Analysis of local authority budget proposals shows that education may be more vulnerable to budget cuts than at any time in recent memory.
With most councils setting their annual budgets next month, some are considering drastic proposals, including a reduction in teachers and the range of subjects open to secondary pupils.
Council bosses say they are dealing with huge financial pressure – Moray warns that it stands “on the edge of a financial precipice” – so even areas of flagship government policies are affected, including additional support, class sizes and vocational education.
However, the encroachment of budget cuts into subject choices made by older secondary pupils – an area councils have been loath to touch in the past – is perhaps most surprising. Falkirk, for example, is planning a “secondary senior phase review” to save £2 million over two years by narrowing pupils’ options. If agreed, it would “reduce curriculum subject choices and Advanced Highers” and “cut teachers by 40”. Similarly, Clackmannanshire Council has proposed to “reduce secondary school subject choices” to save £352,080.
South Ayrshire plans a sweeping review of “teaching allocation and provision”, including the number of schools and teachers, “which could result in bigger class sizes” to save more than £7 million over two years.
The SNP government’s ambition to reduce class sizes is also looking forlorn in South Lanarkshire, where in P1 they could be pushed up to the legally allowed maximum of 25.
A common theme is more decisions and responsibility shifting from councils to schools, echoing government ambitions designed to empower headteachers.
West Lothian Council, for example, needs to save £75 million over five years and is targeting a “rationalisation of central support to schools” – reducing areas such as business support and quality assurance – to claw back £2.5 million. The same council would save £3.6 million with a “redesign” of devolved school management, although this proposal lacks details.
Additional support for pupils and teachers is targeted repeatedly. South Lanarkshire, for example, proposes removing dedicated behavioural support staff from schools – saving £85,000 – and losing 10.5 of its 67 full-time equivalent school technicians, saving £350,000 a year. Midlothian would save £198,000 in 2018-19 by shedding 10 per cent of learning assistants, while Clackmannanshire plans to lose a fifth of its learning assistants, which would amount to a saving of £439,000.
Meanwhile, vocational education – supposedly a greater priority than ever, since Sir Ian Wood’s Developing Scotland’s Young Workforce report in 2014 – is also targeted.

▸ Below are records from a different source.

PR #14052, opened 2025-07-30
ZJIT: Stub JIT-to-JIT calls

k0kubun:
This PR introduces a stub for JIT-to-JIT calls that allows you to lazily compile the callees in a compiled ISEQ.

Previously, ZJIT was forced to compile every callee ISEQ recursively and give up compiling the first-seen ISEQ if any of it fails. In this PR, since we no longer compile the callee ISEQs at the same time when compiling an ISEQ, the caller ISEQ can be successfully compiled even when it fails to compile callee ISEQs.

We could make the stub code smaller by having a trampoline shared by all stubs, but it's out of scope in this PR. I want to make it work first without complicating the first step too much.

### DIFF
--- a/jit.c
+++ b/jit.c
@@ -442,3 +442,15 @@ rb_yarv_ary_entry_internal(VALUE ary, long offset)
 {
     return rb_ary_entry_internal(ary, offset);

Midlothian proposes to “reduce the vocational opportunities available to schools and young people” as part of its plans to save £184,000 in 2018-19.
Tes Scotland has previously highlighted other vulnerable areas, including music (“Scotland’s music tradition ‘under threat from school cuts’”, bit.ly/MusicCuts), school libraries and outdoor education (“‘Extreme anger’ over library cuts”, Tes Scotland, 15 December).
Scottish Labour finance spokesman James Kelly has pointed to analysis by the Scottish Parliament Information Centre as confirmation that the government draft budget set just before Christmas would “hammer” local services, including education.
A spokesman for local authorities body Cosla – which complained of a “£153 million cut for essential local government services” in the budget – says: “Reduction to councils’ funding overall certainly won’t improve the situation regarding cutbacks.”
Schools Leaders Scotland general secretary Jim Thewliss says that any cuts with a “direct impact on young people’s life chances” should be discussed with headteachers, because this “might lead to a more proportionate, considered and long-term sustainable approach” to budget difficulties. SLS president David Barnett said in an interview with Tes Scotland last week that education could no longer assume the same level of protection from local cuts as in the past.
A Scottish government spokesman says: “Local government funding to schools has been very fair and is increasing, despite the cuts to the Scottish budget from the UK government. We want far more decisions on school funding to be in the hands of those with the expertise and insight to target resources at the greatest need – the schools themselves. That’s why we consulted on fairer funding for schools, as set out in the Programme for Government, and we are committed to producing firm proposals by summer 2018.”
He adds: “Our education reforms are focused on giving schools and headteachers more power and money to raise standards and close the gap. They will deliver extra help for teachers in the classroom, more professional development and a stronger voice for parents and pupils.”